(Records supplied Opens)
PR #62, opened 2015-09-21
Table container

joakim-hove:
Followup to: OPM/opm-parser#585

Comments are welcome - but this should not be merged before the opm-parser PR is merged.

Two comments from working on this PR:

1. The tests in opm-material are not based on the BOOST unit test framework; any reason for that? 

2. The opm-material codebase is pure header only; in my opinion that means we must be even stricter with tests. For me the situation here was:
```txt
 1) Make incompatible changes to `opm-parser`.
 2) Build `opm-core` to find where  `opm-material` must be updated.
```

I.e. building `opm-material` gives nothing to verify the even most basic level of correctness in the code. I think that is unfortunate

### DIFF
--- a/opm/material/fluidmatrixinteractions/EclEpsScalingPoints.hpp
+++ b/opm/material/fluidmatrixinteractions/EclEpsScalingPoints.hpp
(Records supplied Closes)
(Records supplied Opens)
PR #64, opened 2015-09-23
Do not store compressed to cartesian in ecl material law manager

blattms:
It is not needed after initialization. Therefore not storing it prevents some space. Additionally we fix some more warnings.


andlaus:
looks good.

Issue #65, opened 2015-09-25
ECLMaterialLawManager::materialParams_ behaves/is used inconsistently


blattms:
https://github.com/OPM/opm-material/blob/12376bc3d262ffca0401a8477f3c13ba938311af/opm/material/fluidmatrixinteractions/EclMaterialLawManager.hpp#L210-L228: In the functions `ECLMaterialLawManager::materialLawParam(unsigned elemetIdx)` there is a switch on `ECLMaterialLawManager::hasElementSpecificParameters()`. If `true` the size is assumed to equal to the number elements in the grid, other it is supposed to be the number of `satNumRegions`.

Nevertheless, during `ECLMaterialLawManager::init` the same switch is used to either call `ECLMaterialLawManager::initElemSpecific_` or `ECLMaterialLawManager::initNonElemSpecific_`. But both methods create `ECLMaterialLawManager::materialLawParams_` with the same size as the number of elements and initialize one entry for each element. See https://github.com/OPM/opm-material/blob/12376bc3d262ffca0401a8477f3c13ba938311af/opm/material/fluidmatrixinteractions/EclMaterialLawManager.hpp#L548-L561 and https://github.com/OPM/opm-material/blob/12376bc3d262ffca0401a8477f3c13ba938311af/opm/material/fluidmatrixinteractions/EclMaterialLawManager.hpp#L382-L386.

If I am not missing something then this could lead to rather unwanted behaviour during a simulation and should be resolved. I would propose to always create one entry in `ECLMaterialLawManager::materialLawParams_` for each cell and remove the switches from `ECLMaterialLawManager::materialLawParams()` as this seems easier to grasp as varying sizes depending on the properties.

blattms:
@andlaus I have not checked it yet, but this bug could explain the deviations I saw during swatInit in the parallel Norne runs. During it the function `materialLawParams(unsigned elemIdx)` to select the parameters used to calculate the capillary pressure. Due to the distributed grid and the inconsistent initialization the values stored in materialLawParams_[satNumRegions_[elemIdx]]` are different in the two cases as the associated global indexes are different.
(Records supplied Closes)
## Exercise aim
In the listing, find every line with the word "that" and return it.

## Answer section
1. The tests in opm-material are not based on the BOOST unit test framework; any reason for that? 
2. The opm-material codebase is pure header only; in my opinion that means we must be even stricter with tests. For me the situation here was:
I.e. building `opm-material` gives nothing to verify the even most basic level of correctness in the code. I think that is unfortunate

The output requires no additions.